This work proposes a soft electronic skin based on a magnetosensitive mechanism to overcome the limitations of conventional soft robotic skins, which often suffer from large perceptual blind spots, low spatial resolution, and a trade-off between compliance and high-fidelity tactile sensing. The design integrates tunable porous lattice structures fabricated via selective laser sintering (SLS) 3D printing with embedded permanent magnets, enabling conformal deployment on complex curved surfaces. A Hall sensor array captures magnetic field perturbations induced by contact, and a convolutional neural network enables real-time, super-resolution reconstruction of both contact location and normal force. By co-optimizing mechanical compliance and magnetic transduction performance, the system achieves sub-centimeter positioning accuracy, substantially reduces perceptual blind zones, and demonstrates strong potential for scalable deployment as full-body skin in safe human–robot interaction scenarios.

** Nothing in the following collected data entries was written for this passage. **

PR #577, opened 2026-04-19
feat: add MiniMax OpenAI-compatible provider support

Jubeing:
## Summary

Adds MiniMax as a new LLM provider using the OpenAI-compatible endpoint.

### Changes

- **`tradingagents/llm_clients/factory.py`**: Added `minimax` to `_OPENAI_COMPATIBLE` tuple
- **`tradingagents/llm_clients/openai_client.py`**: Added minimax entry to `_PROVIDER_CONFIG`:
  - Base URL: `https://api.minimaxi.com/v1`
  - Auth env var: `MINIMAX_CN_API_KEY`

### Usage

```python
config = DEFAULT_CONFIG.copy()
config["llm_provider"] = "minimax"
config["deep_think_llm"] = "MiniMax-M2.7"
config["quick_think_llm"] = "MiniMax-M2.7"

ta = TradingAgentsGraph(debug=True, config=config)
decision = ta.propagate("NVDA", "2024-05-10")
```

### Environment

Set `MINIMAX_CN_API_KEY` in your `.env` file. Get your key at https://platform.minimaxi.com

---

Tested with MiniMax-M2.7 model via OpenAI-compatible chat completions endpoint.

### DIFF
--- a/tradingagents/llm_clients/factory.py
+++ b/tradingagents/llm_clients/factory.py
@@ -9,6 +9,7 @@ from .azure_client import AzureOpenAIClient
 # Providers that use the OpenAI-compatible chat completions API
 _OPENAI_COMPATIBLE = (
     "openai", "xai", "deepseek", "qwen", "glm", "ollama", "openrouter",
+    "minimax",
 )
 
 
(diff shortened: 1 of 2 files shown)


Yijia-Xiao:
Thanks @Jubeing! Same provider landed in 19d22b5, scaled to cover both regional endpoints (global .io + China .com) rather than CN-only.

PR #582, opened 2026-04-20
feat: spend limits with automatic abort (#524)

### LINKED ISSUE #524: Spend limits and scope enforcement for trading agents — delegation chains with audit trail
A trading agent that can place unlimited orders with no scope constraints is a single prompt injection away from draining an account. The current architecture trusts the LLM's judgment as the only gate between "analyze AAPL" and "market sell entire portfolio."

Three failure modes that delegation scoping prevents:

**1. Spend limit enforcement.** A research agent shouldn't be able to execute trades. A trading agent should have a per-trade and daily cap. These constraints need to be cryptographically enforced, not just checked in application logic that the agent's own code could bypass.

**2. Asset scope.** An agent authorized to trade equities shouldn't be able to touch options or crypto. Scope narrowing means the delegation specifies exactly which instruments and actions are permitted.

**3. Audit trail for compliance.** When the SEC asks "why did your agent execute this trade," you need more than log files. You need a signed receipt chain proving the agent had authority, what parameters were checked, and who delegated that authority.

```typescript
import { createDelegation, governAction } from 'agent-passport-system'

const tradingDelegation = createDelegation({
  delegatedTo: agentKey,
  delegatedBy: portfolioManagerKey,
  scope: ['trade:equity:buy', 'trade:equity:sell'],  // no options, no crypto
  spendLimit: 100000,   // $1,000 max per day
  expiresAt: new Date(Date.now() + 8 * 3600_000),  // market hours only
  maxDepth: 0  // cannot sub-delegate to other agents
})

// Every trade goes through enforcement
const result = await governAction(
  { type: 'trade:equity:buy', ticker: 'AAPL', amount: 15000 },
  async (action) => broker.executeTrade(action),
  { passport, delegation: tradingDelegation, privateKey: agentKey }
)
// result.receipt — signed proof: who authorized, what scope, what happened
// result.spentAmount updated — approaching limit triggers circuit breaker
```

The delegation chain is the compliance artifact. Each receipt in the chain is Ed25519-signed, timestamped, and includes the full scope context at evaluation time. An auditor can reconstruct exactly what authority existed at any point.

`npm install agent-passport-system` (v1.36.2, Apache-2.0). Gateway at gateway.aeoess.com for hosted enforcement with real-time dashboards.

The multi-agent structure in TradingAgents maps naturally to delegation hierarchies: portfolio manager delegates to sector analysts, analysts delegate to execution agents, each with progressively narrower scope. Authority can only decrease at each level.

claytonbrown:
Add --max-cost flag (USD) to cap LLM spend per analysis run. When the budget is exceeded mid-graph, the analysis aborts gracefully with partial results saved.

Components:
- SpendTracker: LangChain callback handler tracking cumulative token usage/cost
- BudgetExceededError: raised when budget exceeded, caught by graph runner
- Delegation chain audit trail: which agent called which tool/LLM, cost per call
- CLI: real-time cost display, --max-cost flag
- Model pricing table for cost estimation

Tests verify abort triggers at budget and partial results are preserved.

Closes #524

### DIFF
--- a/cli/main.py
+++ b/cli/main.py
@@ -253,7 +253,7 @@ def format_tokens(n):
     return str(n)
 
 
-def update_display(layout, spinner_text=None, stats_handler=None, start_time=None):
+def update_display(layout, spinner_text=None, stats_handler=None, start_time=None, spend_tracker=None):
     # Header with welcome message
     layout["header"].update(
         Panel(
@@ -444,6 +444,15 @@ def update_display(layout, spinner_text=None, stats_handler=None, start_time=Non
         else:
             tokens_str = "Tokens: --"
         stats_parts.append(tokens_str)
+
+    # Cost display from spend tracker
+    if spend_tracker:
+        cost_str = f"${spend_tracker.total_cost_usd:.4f}"
+        if spend_tracker.max_cost is not None:
+            cost_str += f"/${spend_tracker.max_cost:.2f}"
+        if spend_tracker.budget_exceeded:
+            cost_str = f"[red]{cost_str} OVER BUDGET[/red]"
+        stats_parts.append(f"Cost: {cost_str}")
 
     stats_parts.append(f"Reports: {reports_completed}/{reports_total}")
 
@@ -926,7 +935,7 @@ def format_tool_args(args, max_length=80) -> str:
         return result[:max_length - 3] + "..."
     return result
 
-def run_analysis():
+def run_analysis(max_cost: float | None = None):
     # First get all user selections
     selections = get_user_selections()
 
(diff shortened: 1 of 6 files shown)


Yijia-Xiao:
Thanks @claytonbrown for the thoughtful design! Closing without merge: cumulative token usage is already tracked via cli/stats_handler.py, and a hardcoded pricing table would create stale-data risk (provider prices change frequently; cached tokens, reasoning surcharges, and Anthropic prompt caching change effective rates). Without the pricing layer the budget abort lacks a meaningful trigger. The callback handler + abort + partial-save shape you built is the right starting point if we revisit this with user-supplied rates.

PR #847, opened 2026-05-17
fix(trading-agents-service): CORS for browser EventSource on /stream/{run_id}

jcoles1155:
## What

Dashboard's `<LiveStream>` component (EventSource → `/stream/{run_id}`) was failing CORS check from `https://lyceum-fund-app.vercel.app` because trading-agents-service has no CORS middleware. Error in browser console:

> Access to resource at `https://trading-agents-service-production-a6bc.up.railway.app/stream/...` from origin `https://lyceum-fund-app.vercel.app` has been blocked by CORS policy: No 'Access-Control-Allow-Origin' header is present on the requested resource.

## Why CORS didn't matter until now

- `POST /analyze` is hit by the Node-side worker (server-to-server). No browser, no CORS check, has been working since TT-283.
- `GET /stream/{run_id}` is hit by the browser via EventSource. CORS check enforced. Has been silently failing since TT-283 — we just never noticed because end-to-end test always loaded a completed run on a polled `getRun` query, never an in-flight one.

## Fix

Add Starlette's `CORSMiddleware` to `app/main.py`. Allow-list comes from `CORS_ALLOW_ORIGINS` env var (comma-separated) with a default of `https://lyceum-fund-app.vercel.app,http://localhost:3000`.

`allow_credentials=False` because the stream-token query-param pattern doesn't use cookies. `allow_methods=["GET", "POST", "OPTIONS"]` to cover the SSE GET and the future /analyze if anything browser-side ever needs it.

## Followups

- Vercel preview URLs (random `*.vercel.app` subdomains) won't match the allow-list. If we need previews to test SSE, switch to `allow_origin_regex=r"https://lyceum-fund-app.*\.vercel\.app"`. Defer until needed.
- The dashboard's "Failed to load run: Run not found" race (run row doesn't exist yet at the moment the dashboard navigates to it) is a separate UX gap — JC flagged it. Worth filing as polish.

### DIFF
--- a/.env.example
+++ b/.env.example
@@ -1,3 +1,29 @@
+# ─────────────────────────────────────────────────────────────────────────
+# Two Trees service-wrapper vars (required by app/config.py)
+# ─────────────────────────────────────────────────────────────────────────
+
+# Neon Postgres — pooled URL. Shared with the Node lyceum-fund app.
+DATABASE_URL=
+# Neon Postgres — direct URL. Used by Alembic migrations.
+DIRECT_URL=
+# Upstash Redis URL. Shared with the Node side for pub-sub / SSE.
+REDIS_URL=
+# HMAC-SHA256 secret. Node-side worker signs requests; this service verifies.
+# Generate with: openssl rand -hex 32
+HMAC_SHARED_SECRET=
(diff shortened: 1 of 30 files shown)


Yijia-Xiao:

PR #848, opened 2026-05-17
feat(trading-agents-service): re-enable extractor via fire-and-forget asyncio task

jcoles1155:
## What

Re-enables the per-agent structured-data extractor (disabled in the previous PR's kill switch). Two changes that address the cross-loop bug at its root:

### 1. `on_chain_end` writes the report row, then SPAWNS the extractor

Previously, `on_chain_end` did:

write_row_with_extracted_metadata  ← awaited LLM call inline

Now it does:
write_row_with_null_metadata  ← returns immediately
asyncio.create_task(extract_and_update)  ← fire-and-forget

The LangChain callback dispatch finishes within a few ms instead of blocking for the LLM round-trip. The extractor task runs independently on the same loop and writes back to the row's metadata column when it completes.

A `_log_task_exception` done-callback surfaces unhandled task errors that would otherwise vanish silently.

### 2. `extract_metadata` no longer uses `asyncio.wait_for`

`asyncio.wait_for`'s timeout-cancellation path was the actual trigger for the "Future attached to a different loop" cascade. It cancelled the in-flight httpx coroutine in a way that left the asyncio context corrupted, which then poisoned subsequent operations on the singleton SQLAlchemy/asyncpg engine.

Now relies only on `ChatOpenAI(timeout=8)` — that's an httpx-level deadline, surfaces as a normal `TimeoutException`, no cancellation games.

## Why this should hold

The previous failure mode required two conditions to align:

1. `asyncio.wait_for` cancellation poisoning the loop context — gone (no more `wait_for`)
2. The poisoned context being used for DB ops via singletons — partially mitigated (the SQLAlchemy engine singleton remains, but it's never touched by the corrupted path now)

Even if some other latent corruption surfaces later, the fire-and-forget pattern prevents extractor failures from cascading into chain errors. The chain callback completes regardless of what the extractor does.

## Files

- `app/services/callbacks.py`:
  - New private methods `_persist_report` (writes row with null metadata, returns id) and `_extract_and_update` (fire-and-forget body)
  - `on_chain_end` orchestrates: persist row, spawn task, publish event
  - New module-level `_log_task_exception` callback for surfaced task failures
- `app/services/extractors/extractor.py`:
  - Removed `asyncio.wait_for` wrapper
  - Removed kill-switch early return
  - Simpler error handling (single catch-all)

## Smoke test after deploy

1. Submit a fresh AAPL or TSLA analysis
2. Watch logs: should see normal chain progression, no `attached to a different loop`, no runaway loops
3. Check the DB:
```sql
   SELECT agent_name, jsonb_pretty(metadata)
   FROM agent_reports
   WHERE run_id = '<runId>'
   ORDER BY created_at;
```
   Metadata should populate for the 12 agents in `SCHEMA_FOR_AGENT` (lower-cased: market_analyst, fundamentals_analyst, etc.) and stay null for utility nodes (tools_market, msg_clear_*, etc.).
4. Dashboard: expand any agent `<details>` — metadata card should render with structured data; prose below.

## Risk + escape hatch

If the cross-loop bug somehow returns: the kill switch pattern is well-documented; flipping the extractor back to `return None` is a one-line revert. But the underlying trigger (`asyncio.wait_for`) is gone, so this should hold.

### DIFF
--- a/.env.example
+++ b/.env.example
@@ -1,3 +1,29 @@
+# ─────────────────────────────────────────────────────────────────────────
+# Two Trees service-wrapper vars (required by app/config.py)
+# ─────────────────────────────────────────────────────────────────────────
+
+# Neon Postgres — pooled URL. Shared with the Node lyceum-fund app.
+DATABASE_URL=
+# Neon Postgres — direct URL. Used by Alembic migrations.
+DIRECT_URL=
+# Upstash Redis URL. Shared with the Node side for pub-sub / SSE.
+REDIS_URL=
+# HMAC-SHA256 secret. Node-side worker signs requests; this service verifies.
+# Generate with: openssl rand -hex 32
+HMAC_SHARED_SECRET=
+# Slug of the spawned app this service backs. Tagged on every Sentry event.
+APP_SLUG=lyceum-fund
+# Sentry DSN. Errors flow to the shared two-trees-shared-python project.
+SENTRY_DSN=
+# 'production' on Railway; 'development' locally.
+NODE_ENV=development
+# Bind port. Railway injects automatically.
+PORT=8000
+
+# ─────────────────────────────────────────────────────────────────────────
+# Upstream TradingAgents env vars (consumed by tradingagents/ library)
+# ─────────────────────────────────────────────────────────────────────────
+
 # LLM Providers (set the one you use)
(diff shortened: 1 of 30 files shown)


Yijia-Xiao:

This paper presents a magnet-based robotic skin that integrates a multilayer soft lattice with distributed Hall-effect sensor arrays and a tactile super-resolution model. External contact forces are converted to magnetic field changes by embedded permanent magnets, and the lattice spreads these changes across the sensing domain. This gives each sensor a large, overlapping receptive field and enables a large sensing area with minimal blind spots. Lattice parameters are tunable, enabling joint adjustment of mechanical compliance and transduction characteristics. An implicit modeling workflow and selective laser sintering (SLS) 3D printing support rapid fabrication of conformal, high-complexity structures. A convolutional neural network trained on experimental measurements estimates contact location and normal force in real time. Experiments validate localization accuracy and indicate scalability to larger surfaces, suggesting applicability to whole-body robotic skin and safe human-robot interaction.